The report says NewsOnAir.org was registered in Tehran and likely hosted by an Iranian provider. The Persian word "Parastoo" (پرستو; meaning swallow) was used as a password for malware associated with the group, which appeared to work during business hours in Tehran as they took Thursday and Friday off. iSIGHT Partners could not confirm whether the hackers had ties to the Iranian government.

== Analysis ==
According to Al Jazeera, Chinese army's cyber unit carried out scores of similar phishing schemes.

Morgan Marquis-Boire, a researcher at the University of Toronto stated that the campaign "appeared to be the work of the same actors performing malware attacks on Iranian dissidents and journalists for at least two years".
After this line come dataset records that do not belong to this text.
Issue #883, opened 2026-06-12
feature: Add ability to override the `enable_tap_flow` on profile level


alxzh:
Today the enable_tap_flow can only be set on the default morse config, which makes it all or nothing. This setting works very well for HRM, especially for GUI, Ctrl, Alt and layer switch buttons on the home row. But if one have Shift with the tap_flow it forces one to slow down a lot when typing something like "NaNs" tap_flow makes one to slow down very noticeably.

Would be nice to have a way to have overrides for tap_flow on Morse profile level. This would allow to have better control over where user wants tap_flow and where they are OK with hold preferred behavior.

I did a bit of digging in the code and looks like the profile configs are encoded as u32 holding flags and the timeout overrides.  Adding tap_flow override is going to require expanding the the type size to u64 or shrinking the timeout value representable in these overrides. Today the timeout overrides allow to set values up to 16s. I would question if this is really required? I have never found a use to set these timeouts to any thing above 1s. So shrinking the timeout override value scale is probably OK, because users would be able to still set to something up to 8s, which should be more than enough for most cases.

PR #885, opened 2026-06-13
feat: Add support for overriding flow_tap per profile

alxzh:
This adds a feature that allows to override the tap_flow configuration option per Morse profile. This effectively addresses https://github.com/HaoboGu/rmk/issues/883. The trade of is that it shrinks the max possible timeout overrides from 16s to 8s per-profile. Given this change doesn't regress the profile storage size it seems like an acceptable tradeoff. In most cases users don't really need to set these timeout to something higher than 1 or 2 seconds.

### DIFF
--- a/rmk-types/src/morse.rs
+++ b/rmk-types/src/morse.rs
@@ -41,19 +41,41 @@ pub enum MorseMode {
 ///
 /// Bit layout of the inner `u32`:
 /// ```text
-/// 31  30 | 29      16 | 15  14 | 13       0
-/// mode   | gap_timeout | uni_tap| hold_timeout
-///  (2b)  |   (14b ms)  |  (2b)  |  (14b ms)
+/// 31  30 | 29       17 | 16  15 | 14  13   | 12       0
+/// mode   | gap_timeout | uni_tap| flow_tap | hold_timeout
+///  (2b)  |   (13b ms)  |  (2b)  |   (2b)   |  (13b ms)
 /// ```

Franz-Stefan Gady, a senior fellow at the EastWest Institute and a founding member of the Worldwide Cybersecurity Initiative, stated that “They’re not doing this for a quick buck, to extrapolate data and extort an organization. They’re in it for the long haul. Sophisticated human engineering has been the preferred method of state actors”.

== Reactions ==
- Facebook spokesman said the company discovered the hacking group while investigating suspicious friend requests and removed all of the fake profiles.
- LinkedIn spokesman said they are investigating the report, though none of the 14 fake profiles uncovered were currently active.
- Twitter declined to comment.
- Federal Bureau of Investigation told Al Jazeera "it was aware of the report but that it had no comment".